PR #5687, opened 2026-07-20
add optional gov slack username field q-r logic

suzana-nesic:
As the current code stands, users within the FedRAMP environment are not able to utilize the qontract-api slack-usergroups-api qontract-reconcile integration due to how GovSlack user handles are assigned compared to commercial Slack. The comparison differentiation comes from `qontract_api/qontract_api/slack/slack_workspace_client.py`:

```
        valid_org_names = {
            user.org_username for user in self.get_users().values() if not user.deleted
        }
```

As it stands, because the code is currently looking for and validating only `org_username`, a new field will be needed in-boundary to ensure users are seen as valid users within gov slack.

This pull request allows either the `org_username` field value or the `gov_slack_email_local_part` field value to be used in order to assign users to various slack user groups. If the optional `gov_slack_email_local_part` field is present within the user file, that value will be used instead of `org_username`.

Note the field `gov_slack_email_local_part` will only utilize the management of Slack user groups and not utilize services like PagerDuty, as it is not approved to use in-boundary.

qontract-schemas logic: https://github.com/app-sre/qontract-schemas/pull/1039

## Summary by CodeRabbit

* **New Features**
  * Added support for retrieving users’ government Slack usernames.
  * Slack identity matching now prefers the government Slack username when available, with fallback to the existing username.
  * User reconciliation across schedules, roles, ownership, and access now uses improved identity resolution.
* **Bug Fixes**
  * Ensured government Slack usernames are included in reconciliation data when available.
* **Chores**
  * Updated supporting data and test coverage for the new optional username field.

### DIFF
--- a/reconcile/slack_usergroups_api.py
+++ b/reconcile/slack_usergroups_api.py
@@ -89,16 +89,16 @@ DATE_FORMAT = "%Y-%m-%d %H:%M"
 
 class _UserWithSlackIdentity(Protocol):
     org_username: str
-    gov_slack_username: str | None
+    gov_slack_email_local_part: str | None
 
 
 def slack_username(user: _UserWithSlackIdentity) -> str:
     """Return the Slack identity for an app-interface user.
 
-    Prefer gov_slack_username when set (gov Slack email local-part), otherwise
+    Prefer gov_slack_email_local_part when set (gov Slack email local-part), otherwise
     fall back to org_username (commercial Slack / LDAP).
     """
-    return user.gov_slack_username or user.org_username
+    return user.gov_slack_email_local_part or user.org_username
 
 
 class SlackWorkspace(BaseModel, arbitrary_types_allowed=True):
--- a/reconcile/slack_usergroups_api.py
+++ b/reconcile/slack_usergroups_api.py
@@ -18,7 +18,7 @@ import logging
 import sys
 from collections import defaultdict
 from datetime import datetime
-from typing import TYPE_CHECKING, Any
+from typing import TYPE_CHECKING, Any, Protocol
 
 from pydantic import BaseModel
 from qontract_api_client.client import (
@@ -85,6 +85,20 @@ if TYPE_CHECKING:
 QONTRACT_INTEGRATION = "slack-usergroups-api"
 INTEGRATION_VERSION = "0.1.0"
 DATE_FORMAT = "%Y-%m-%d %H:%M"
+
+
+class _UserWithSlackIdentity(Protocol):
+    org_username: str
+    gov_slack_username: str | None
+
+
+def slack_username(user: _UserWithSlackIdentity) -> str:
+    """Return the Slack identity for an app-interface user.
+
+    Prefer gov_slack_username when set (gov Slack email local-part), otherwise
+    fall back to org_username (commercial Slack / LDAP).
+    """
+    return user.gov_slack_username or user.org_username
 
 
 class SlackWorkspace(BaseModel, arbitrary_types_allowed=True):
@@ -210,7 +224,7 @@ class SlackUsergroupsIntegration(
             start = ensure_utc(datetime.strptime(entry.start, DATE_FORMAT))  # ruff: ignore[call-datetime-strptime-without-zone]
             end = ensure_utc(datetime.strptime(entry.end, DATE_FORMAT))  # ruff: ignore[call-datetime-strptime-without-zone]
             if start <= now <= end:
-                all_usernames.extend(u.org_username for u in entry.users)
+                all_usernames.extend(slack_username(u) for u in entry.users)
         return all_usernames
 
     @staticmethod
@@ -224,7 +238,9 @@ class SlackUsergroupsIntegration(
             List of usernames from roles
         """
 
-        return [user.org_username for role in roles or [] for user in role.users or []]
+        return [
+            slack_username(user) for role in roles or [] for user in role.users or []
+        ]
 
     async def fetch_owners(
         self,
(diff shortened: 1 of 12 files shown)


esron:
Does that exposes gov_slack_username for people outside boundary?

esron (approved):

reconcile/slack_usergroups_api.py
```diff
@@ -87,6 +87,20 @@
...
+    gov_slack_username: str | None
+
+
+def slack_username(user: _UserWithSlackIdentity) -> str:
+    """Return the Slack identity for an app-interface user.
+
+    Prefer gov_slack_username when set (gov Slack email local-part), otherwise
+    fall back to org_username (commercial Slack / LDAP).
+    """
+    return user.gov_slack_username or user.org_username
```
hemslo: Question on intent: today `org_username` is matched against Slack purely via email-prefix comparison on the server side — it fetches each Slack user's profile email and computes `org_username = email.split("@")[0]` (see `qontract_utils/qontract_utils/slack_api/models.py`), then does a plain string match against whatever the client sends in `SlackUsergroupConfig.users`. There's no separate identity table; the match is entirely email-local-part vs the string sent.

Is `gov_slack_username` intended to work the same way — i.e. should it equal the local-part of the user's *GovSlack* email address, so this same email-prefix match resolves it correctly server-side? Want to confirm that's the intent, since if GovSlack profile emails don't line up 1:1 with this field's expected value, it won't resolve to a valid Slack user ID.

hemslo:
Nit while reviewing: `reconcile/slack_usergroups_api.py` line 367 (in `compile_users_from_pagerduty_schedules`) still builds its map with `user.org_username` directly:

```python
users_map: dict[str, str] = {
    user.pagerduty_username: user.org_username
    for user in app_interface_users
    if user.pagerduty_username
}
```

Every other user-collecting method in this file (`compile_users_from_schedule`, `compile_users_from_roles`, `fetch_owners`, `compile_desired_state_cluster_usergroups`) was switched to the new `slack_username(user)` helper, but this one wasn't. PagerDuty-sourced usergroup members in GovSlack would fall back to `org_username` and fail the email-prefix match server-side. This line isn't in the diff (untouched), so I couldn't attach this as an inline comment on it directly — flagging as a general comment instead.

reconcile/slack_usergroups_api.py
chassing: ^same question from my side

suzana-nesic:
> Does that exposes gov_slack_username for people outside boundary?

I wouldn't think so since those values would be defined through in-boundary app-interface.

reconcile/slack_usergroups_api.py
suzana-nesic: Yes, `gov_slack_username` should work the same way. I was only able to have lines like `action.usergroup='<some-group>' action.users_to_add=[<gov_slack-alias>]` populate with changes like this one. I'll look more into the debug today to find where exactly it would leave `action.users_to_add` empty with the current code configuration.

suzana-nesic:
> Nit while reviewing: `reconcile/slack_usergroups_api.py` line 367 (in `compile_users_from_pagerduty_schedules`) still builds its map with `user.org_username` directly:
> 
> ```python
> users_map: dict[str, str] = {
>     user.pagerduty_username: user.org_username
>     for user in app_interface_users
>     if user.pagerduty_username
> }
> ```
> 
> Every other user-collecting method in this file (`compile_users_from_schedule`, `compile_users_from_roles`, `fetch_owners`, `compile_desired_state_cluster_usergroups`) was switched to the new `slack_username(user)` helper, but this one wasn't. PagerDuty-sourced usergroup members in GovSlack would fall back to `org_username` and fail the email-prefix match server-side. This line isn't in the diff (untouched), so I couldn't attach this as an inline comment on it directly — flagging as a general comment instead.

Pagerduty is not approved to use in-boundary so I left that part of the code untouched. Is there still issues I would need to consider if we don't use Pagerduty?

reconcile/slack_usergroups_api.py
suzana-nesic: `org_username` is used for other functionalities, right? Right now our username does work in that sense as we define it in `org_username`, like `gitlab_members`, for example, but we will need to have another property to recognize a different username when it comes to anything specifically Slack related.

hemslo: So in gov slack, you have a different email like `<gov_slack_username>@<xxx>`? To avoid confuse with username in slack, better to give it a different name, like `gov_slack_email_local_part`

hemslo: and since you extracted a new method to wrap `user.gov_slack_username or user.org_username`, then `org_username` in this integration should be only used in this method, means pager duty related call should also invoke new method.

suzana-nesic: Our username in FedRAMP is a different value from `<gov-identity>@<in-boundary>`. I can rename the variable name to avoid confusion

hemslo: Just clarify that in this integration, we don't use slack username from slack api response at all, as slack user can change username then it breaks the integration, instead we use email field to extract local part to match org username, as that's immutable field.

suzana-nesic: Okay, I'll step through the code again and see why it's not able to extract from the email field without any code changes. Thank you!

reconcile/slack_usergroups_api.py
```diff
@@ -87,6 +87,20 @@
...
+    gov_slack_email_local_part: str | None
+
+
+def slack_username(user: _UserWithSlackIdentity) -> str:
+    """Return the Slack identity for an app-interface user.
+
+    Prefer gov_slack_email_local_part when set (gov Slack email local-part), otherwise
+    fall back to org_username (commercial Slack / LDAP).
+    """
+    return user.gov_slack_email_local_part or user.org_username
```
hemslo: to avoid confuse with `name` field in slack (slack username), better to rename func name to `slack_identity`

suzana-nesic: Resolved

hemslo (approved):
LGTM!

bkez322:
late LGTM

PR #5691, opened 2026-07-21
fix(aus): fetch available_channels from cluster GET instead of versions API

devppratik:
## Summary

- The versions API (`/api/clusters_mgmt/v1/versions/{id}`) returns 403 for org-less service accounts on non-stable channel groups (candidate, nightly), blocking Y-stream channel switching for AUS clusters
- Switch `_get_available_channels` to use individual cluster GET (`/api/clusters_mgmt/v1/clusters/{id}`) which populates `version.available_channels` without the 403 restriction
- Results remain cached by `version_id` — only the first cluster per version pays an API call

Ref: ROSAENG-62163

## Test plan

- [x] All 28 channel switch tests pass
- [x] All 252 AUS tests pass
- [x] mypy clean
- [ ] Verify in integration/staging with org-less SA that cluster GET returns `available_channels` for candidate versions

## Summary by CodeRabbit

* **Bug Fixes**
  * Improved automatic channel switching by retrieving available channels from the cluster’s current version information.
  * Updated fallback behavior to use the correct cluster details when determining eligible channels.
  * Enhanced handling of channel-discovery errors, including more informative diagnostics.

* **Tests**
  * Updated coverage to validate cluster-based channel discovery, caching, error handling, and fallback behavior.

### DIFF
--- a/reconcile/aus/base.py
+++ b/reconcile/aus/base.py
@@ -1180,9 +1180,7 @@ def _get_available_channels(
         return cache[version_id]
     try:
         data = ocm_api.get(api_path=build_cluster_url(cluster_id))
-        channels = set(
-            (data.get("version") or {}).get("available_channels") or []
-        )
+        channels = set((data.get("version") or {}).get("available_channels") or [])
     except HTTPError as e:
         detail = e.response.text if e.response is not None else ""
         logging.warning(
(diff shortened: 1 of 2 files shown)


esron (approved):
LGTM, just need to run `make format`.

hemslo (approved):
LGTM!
■ ■ ■
Work order ::
Would you copy out every line in the records that includes the string "FedRAMP"?

Answer to the exercise ::
As the current code stands, users within the FedRAMP environment are not able to utilize the qontract-api slack-usergroups-api qontract-reconcile integration due to how GovSlack user handles are assigned compared to commercial Slack. The comparison differentiation comes from `qontract_api/qontract_api/slack/slack_workspace_client.py`:
suzana-nesic: Our username in FedRAMP is a different value from `<gov-identity>@<in-boundary>`. I can rename the variable name to avoid confusion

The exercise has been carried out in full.